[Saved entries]
───

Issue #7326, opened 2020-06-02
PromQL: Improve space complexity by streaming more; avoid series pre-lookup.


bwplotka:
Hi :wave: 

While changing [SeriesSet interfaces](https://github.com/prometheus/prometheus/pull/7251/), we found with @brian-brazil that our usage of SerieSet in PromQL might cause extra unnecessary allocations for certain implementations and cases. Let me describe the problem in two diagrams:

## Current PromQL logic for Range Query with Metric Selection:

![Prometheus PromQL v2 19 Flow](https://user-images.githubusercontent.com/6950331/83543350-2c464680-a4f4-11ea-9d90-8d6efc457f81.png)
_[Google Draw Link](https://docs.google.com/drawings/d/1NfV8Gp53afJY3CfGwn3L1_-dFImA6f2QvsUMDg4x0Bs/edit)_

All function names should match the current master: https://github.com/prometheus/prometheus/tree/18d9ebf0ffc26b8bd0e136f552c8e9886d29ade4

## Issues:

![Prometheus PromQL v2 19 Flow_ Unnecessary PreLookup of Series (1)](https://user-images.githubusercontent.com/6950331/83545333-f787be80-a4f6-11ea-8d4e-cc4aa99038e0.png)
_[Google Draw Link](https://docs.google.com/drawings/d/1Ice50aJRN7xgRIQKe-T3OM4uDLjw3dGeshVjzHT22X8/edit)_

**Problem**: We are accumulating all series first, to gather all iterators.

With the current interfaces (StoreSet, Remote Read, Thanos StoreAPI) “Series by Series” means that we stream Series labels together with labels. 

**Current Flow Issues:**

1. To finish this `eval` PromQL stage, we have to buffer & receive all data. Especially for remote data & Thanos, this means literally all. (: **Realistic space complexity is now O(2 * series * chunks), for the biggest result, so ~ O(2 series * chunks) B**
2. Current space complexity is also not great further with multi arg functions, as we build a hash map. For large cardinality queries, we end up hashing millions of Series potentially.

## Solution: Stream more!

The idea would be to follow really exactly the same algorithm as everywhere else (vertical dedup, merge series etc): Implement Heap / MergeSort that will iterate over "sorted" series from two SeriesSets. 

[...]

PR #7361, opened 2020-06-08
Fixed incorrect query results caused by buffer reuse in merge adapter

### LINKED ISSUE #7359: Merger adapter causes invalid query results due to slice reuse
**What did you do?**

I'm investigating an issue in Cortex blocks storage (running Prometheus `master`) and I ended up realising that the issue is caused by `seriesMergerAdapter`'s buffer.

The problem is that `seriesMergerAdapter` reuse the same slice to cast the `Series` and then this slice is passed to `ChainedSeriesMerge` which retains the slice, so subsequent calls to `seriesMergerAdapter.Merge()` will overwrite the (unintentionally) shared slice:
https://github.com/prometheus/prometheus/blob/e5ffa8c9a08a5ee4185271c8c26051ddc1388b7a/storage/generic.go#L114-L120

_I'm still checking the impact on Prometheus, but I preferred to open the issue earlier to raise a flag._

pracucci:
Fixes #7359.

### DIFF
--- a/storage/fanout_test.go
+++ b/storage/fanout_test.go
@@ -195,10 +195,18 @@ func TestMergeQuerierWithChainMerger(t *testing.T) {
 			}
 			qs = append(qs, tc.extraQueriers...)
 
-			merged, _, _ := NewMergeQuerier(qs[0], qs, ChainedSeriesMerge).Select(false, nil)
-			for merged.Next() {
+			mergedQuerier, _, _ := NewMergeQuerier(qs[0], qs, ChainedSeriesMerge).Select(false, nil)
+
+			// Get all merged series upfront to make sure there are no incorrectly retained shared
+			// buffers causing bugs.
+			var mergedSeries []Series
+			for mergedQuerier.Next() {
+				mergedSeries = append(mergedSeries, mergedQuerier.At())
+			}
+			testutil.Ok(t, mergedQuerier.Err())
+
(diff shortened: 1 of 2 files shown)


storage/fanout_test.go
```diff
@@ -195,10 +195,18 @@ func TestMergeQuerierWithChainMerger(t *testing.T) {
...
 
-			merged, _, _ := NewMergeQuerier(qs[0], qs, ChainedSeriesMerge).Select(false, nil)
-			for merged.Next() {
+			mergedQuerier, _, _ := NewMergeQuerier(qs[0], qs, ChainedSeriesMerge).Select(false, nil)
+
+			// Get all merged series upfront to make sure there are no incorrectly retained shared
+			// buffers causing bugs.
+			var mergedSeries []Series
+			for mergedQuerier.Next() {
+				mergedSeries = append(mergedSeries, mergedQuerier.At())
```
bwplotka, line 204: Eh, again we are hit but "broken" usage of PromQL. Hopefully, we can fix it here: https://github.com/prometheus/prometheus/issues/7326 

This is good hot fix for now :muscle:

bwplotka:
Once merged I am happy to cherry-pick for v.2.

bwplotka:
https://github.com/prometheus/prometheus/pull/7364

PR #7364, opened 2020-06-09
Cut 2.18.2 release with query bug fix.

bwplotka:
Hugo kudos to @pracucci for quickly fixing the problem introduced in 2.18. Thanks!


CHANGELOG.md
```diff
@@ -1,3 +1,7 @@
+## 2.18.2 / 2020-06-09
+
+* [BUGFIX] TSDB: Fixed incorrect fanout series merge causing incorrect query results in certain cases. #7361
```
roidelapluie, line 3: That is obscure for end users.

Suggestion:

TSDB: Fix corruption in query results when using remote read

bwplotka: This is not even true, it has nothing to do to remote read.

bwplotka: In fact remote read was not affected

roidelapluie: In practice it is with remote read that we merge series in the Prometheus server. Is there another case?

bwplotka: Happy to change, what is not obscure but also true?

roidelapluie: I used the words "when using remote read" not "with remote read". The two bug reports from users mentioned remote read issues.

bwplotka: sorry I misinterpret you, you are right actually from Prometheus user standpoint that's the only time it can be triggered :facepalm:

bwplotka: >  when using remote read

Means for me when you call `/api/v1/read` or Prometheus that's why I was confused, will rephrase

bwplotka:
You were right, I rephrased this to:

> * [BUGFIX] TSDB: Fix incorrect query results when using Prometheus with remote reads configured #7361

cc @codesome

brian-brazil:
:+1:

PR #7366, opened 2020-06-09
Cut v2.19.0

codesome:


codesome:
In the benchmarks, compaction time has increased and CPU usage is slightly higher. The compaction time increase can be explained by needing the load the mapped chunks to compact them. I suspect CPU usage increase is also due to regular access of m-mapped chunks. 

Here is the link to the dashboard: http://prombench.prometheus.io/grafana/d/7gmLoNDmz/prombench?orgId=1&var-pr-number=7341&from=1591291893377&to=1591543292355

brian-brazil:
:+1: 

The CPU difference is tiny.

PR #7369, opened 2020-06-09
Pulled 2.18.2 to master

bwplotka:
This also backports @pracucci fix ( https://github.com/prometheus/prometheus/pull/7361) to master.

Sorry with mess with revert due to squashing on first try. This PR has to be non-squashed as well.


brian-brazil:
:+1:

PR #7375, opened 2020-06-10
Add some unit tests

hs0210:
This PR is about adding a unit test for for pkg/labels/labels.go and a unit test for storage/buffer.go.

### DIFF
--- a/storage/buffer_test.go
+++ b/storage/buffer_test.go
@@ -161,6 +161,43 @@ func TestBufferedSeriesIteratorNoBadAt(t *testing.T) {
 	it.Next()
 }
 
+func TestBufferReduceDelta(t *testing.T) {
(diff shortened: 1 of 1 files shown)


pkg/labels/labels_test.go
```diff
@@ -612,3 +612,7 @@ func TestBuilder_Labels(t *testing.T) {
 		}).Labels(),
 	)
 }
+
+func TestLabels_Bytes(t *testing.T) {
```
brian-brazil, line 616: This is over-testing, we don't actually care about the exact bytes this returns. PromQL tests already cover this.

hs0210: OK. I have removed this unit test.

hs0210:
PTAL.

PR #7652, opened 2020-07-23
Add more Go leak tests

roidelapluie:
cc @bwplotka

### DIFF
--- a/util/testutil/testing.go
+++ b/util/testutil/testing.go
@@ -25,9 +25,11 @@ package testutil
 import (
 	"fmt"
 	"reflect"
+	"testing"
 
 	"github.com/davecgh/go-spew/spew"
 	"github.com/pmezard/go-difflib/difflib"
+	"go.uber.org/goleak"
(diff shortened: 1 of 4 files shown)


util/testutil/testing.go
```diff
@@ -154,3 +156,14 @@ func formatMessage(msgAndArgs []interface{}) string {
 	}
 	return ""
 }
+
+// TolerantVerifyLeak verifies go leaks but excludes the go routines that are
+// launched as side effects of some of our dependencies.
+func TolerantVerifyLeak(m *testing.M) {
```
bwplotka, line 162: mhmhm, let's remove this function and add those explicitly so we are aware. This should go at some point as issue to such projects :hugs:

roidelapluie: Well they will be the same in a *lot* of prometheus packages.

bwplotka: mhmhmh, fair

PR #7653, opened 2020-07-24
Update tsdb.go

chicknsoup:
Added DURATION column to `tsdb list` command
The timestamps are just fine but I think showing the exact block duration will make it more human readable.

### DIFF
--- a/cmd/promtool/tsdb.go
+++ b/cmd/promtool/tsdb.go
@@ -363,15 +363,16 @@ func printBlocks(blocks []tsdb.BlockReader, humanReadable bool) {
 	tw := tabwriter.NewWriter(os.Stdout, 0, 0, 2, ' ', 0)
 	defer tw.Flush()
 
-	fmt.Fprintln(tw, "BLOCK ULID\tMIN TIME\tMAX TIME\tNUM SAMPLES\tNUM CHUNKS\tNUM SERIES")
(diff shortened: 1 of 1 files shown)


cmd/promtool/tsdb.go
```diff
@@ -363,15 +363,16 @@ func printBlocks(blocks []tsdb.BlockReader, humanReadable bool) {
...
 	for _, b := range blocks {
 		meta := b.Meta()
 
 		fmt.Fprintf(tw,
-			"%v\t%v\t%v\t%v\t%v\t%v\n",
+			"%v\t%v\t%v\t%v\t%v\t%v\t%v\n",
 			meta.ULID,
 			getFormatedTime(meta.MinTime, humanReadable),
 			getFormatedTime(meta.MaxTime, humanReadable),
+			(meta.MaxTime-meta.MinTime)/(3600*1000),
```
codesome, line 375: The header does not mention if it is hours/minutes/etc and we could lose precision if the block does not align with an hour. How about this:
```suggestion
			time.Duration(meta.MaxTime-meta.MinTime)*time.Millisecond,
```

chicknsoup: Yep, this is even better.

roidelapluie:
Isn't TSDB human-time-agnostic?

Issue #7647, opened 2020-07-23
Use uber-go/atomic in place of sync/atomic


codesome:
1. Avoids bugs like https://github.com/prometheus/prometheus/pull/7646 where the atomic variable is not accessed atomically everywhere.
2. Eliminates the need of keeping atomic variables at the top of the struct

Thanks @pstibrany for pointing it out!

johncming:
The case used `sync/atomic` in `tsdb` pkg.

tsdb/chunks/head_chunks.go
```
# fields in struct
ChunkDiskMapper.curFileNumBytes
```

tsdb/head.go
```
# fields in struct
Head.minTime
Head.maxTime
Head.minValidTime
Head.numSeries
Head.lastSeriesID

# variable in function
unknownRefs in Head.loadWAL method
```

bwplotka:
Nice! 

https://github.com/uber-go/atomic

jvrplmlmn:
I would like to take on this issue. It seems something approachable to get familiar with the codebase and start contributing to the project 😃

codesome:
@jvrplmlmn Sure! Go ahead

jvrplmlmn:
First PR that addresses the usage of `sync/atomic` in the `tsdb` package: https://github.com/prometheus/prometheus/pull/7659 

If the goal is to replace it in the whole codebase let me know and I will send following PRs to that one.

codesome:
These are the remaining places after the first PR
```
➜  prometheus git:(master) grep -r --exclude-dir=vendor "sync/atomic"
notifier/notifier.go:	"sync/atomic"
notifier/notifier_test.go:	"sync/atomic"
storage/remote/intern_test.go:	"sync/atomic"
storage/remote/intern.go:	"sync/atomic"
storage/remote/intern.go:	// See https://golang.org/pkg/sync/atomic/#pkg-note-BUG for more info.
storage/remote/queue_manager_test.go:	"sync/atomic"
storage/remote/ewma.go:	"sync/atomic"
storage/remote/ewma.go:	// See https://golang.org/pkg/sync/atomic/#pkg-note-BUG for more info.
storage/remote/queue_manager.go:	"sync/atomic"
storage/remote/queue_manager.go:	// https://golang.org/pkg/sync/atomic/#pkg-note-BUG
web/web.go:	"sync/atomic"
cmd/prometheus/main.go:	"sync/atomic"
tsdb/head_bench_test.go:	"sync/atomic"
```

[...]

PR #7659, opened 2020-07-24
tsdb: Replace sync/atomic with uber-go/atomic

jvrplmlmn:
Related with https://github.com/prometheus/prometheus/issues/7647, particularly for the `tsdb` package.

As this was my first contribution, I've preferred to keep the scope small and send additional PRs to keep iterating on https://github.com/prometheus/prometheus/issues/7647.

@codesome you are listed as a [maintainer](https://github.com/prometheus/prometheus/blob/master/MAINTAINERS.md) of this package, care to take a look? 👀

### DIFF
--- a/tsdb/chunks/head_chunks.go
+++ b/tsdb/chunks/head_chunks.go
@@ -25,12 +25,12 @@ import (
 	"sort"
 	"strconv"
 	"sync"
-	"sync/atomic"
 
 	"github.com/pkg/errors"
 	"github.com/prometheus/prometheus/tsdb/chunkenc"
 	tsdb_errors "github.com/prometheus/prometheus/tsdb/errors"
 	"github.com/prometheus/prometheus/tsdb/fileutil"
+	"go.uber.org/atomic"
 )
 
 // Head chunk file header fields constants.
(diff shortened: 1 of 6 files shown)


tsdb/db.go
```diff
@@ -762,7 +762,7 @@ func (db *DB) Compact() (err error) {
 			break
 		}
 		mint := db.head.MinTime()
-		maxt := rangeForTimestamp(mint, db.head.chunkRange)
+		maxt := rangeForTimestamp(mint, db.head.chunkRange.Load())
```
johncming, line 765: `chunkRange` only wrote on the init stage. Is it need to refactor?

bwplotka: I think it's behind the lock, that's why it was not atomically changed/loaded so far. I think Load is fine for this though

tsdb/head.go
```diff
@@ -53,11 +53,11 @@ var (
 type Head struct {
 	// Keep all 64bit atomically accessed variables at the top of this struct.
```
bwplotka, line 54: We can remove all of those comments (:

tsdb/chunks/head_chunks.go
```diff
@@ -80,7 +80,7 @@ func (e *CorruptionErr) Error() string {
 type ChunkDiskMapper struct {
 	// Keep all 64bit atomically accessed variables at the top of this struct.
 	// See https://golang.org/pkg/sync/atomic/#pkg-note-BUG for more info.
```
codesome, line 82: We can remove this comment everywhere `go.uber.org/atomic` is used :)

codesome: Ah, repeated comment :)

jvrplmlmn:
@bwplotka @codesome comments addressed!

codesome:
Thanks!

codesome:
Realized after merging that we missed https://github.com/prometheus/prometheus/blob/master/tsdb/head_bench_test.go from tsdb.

───

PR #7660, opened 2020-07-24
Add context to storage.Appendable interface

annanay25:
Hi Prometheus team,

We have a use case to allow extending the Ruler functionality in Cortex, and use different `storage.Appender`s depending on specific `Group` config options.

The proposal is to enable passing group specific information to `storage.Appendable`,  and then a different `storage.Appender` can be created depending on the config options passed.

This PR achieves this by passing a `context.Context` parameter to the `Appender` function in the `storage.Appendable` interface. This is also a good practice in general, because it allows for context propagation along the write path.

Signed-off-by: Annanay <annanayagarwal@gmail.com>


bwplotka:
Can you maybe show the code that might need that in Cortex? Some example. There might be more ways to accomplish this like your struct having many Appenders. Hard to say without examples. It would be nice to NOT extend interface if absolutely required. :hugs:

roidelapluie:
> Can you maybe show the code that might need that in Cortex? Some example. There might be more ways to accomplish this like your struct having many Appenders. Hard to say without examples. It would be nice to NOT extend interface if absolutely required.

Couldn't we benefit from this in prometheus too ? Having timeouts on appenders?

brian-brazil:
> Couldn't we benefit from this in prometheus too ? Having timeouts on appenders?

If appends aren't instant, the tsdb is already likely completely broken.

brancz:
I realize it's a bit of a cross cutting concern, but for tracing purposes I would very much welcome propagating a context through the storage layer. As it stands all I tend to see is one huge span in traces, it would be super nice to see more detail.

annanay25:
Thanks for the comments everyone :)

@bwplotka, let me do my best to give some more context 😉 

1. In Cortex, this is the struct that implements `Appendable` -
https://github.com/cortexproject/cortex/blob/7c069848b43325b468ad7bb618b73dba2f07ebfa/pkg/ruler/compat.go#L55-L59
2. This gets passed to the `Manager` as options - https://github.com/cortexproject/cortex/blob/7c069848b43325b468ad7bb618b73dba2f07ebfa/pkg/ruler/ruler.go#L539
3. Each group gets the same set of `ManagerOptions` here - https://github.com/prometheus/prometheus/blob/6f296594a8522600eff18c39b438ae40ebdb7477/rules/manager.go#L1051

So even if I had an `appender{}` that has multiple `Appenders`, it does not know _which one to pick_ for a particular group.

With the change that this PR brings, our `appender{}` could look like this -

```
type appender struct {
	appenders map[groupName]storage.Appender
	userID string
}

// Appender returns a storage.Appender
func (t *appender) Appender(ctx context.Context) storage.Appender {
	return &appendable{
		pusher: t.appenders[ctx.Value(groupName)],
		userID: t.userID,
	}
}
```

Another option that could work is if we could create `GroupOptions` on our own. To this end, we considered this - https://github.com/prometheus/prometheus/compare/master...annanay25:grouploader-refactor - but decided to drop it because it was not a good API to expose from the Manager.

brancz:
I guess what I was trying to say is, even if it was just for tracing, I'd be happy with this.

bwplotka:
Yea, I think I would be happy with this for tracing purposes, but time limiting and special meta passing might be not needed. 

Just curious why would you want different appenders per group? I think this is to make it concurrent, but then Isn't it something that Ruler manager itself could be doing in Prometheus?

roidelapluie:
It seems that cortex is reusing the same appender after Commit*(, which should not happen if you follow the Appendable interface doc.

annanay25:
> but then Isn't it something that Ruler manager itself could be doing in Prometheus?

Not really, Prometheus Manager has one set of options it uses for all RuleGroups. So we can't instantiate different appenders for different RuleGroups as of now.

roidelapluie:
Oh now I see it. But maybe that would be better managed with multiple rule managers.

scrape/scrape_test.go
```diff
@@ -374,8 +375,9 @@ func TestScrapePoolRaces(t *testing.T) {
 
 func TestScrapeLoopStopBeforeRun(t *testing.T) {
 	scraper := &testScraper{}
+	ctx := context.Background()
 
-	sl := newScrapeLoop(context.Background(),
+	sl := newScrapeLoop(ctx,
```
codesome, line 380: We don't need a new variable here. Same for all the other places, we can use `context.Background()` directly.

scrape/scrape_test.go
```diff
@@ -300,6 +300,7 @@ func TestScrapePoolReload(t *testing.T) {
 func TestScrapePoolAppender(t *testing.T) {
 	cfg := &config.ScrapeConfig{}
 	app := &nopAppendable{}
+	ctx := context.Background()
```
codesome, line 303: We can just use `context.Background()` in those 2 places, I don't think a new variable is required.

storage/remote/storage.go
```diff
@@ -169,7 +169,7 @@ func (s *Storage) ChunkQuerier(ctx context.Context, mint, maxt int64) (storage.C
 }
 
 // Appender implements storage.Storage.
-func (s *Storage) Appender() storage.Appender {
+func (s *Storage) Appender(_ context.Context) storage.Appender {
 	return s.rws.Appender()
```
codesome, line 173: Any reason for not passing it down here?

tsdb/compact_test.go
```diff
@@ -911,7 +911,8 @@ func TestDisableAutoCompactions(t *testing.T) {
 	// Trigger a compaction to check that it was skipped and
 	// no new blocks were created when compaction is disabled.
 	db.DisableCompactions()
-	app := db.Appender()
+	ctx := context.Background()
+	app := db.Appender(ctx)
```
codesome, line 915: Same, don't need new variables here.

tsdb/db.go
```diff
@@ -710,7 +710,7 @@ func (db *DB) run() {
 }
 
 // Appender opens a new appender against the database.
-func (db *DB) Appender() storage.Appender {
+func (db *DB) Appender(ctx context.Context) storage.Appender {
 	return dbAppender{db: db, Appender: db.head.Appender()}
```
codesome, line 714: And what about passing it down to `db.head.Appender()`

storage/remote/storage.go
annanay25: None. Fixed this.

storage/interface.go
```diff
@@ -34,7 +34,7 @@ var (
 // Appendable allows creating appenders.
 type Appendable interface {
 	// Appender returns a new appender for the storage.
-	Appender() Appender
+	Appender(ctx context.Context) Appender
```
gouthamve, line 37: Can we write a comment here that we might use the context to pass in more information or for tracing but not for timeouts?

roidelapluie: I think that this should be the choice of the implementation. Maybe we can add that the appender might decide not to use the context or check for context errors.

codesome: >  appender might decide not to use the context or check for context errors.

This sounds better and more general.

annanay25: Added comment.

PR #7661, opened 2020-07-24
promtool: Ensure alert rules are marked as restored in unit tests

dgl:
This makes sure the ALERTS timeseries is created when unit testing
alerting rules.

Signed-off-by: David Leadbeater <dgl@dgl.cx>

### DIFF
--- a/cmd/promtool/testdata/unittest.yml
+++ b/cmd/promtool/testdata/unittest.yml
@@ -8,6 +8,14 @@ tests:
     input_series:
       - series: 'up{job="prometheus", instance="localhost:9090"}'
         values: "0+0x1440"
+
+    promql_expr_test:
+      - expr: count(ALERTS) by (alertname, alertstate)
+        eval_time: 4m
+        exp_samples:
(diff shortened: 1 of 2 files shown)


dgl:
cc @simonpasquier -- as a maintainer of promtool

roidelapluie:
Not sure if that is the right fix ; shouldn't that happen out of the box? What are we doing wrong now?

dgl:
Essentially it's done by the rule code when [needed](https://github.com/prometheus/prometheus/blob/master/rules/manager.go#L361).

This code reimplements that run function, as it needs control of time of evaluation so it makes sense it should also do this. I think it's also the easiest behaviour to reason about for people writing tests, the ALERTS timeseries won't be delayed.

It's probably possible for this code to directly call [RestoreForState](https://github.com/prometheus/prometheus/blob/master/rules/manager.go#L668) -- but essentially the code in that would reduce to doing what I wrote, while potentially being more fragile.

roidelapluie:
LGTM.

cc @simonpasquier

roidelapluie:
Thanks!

───

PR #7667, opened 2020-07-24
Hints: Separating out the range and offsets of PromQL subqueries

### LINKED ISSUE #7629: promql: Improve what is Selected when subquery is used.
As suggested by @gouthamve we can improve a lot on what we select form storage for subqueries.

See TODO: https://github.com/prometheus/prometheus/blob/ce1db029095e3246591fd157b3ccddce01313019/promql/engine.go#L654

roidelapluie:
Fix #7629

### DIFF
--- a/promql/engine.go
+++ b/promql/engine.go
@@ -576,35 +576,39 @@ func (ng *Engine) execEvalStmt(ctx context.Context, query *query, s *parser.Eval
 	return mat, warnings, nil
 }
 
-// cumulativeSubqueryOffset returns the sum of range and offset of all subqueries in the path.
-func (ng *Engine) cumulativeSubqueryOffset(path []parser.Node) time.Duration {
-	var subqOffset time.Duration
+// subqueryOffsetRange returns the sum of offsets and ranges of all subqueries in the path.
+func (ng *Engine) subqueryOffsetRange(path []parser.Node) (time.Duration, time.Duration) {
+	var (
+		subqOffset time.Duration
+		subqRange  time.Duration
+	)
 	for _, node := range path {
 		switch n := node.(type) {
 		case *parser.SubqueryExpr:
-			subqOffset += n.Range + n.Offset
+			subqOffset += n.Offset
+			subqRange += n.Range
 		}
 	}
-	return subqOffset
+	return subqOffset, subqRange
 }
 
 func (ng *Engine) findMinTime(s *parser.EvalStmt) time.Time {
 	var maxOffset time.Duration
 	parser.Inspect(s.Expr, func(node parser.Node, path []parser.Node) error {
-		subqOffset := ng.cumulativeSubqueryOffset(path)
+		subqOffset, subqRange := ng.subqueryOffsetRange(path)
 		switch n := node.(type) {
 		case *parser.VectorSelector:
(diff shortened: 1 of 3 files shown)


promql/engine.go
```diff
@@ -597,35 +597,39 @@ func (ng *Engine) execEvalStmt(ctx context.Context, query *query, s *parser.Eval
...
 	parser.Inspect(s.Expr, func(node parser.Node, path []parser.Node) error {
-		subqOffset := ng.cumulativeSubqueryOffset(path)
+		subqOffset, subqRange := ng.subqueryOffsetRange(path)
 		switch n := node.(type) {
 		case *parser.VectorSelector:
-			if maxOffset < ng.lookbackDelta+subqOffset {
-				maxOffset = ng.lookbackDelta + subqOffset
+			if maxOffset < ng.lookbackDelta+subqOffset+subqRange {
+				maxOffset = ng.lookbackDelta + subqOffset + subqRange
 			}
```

───

Your answer must be every line from the entries that contains the string "struct", copied as it stands.

[Written answer]
2. Eliminates the need of keeping atomic variables at the top of the struct
# fields in struct
# fields in struct
 type Head struct {
 	// Keep all 64bit atomically accessed variables at the top of this struct.
 type ChunkDiskMapper struct {
 	// Keep all 64bit atomically accessed variables at the top of this struct.
Can you maybe show the code that might need that in Cortex? Some example. There might be more ways to accomplish this like your struct having many Appenders. Hard to say without examples. It would be nice to NOT extend interface if absolutely required. :hugs:
> Can you maybe show the code that might need that in Cortex? Some example. There might be more ways to accomplish this like your struct having many Appenders. Hard to say without examples. It would be nice to NOT extend interface if absolutely required.
1. In Cortex, this is the struct that implements `Appendable` -
type appender struct {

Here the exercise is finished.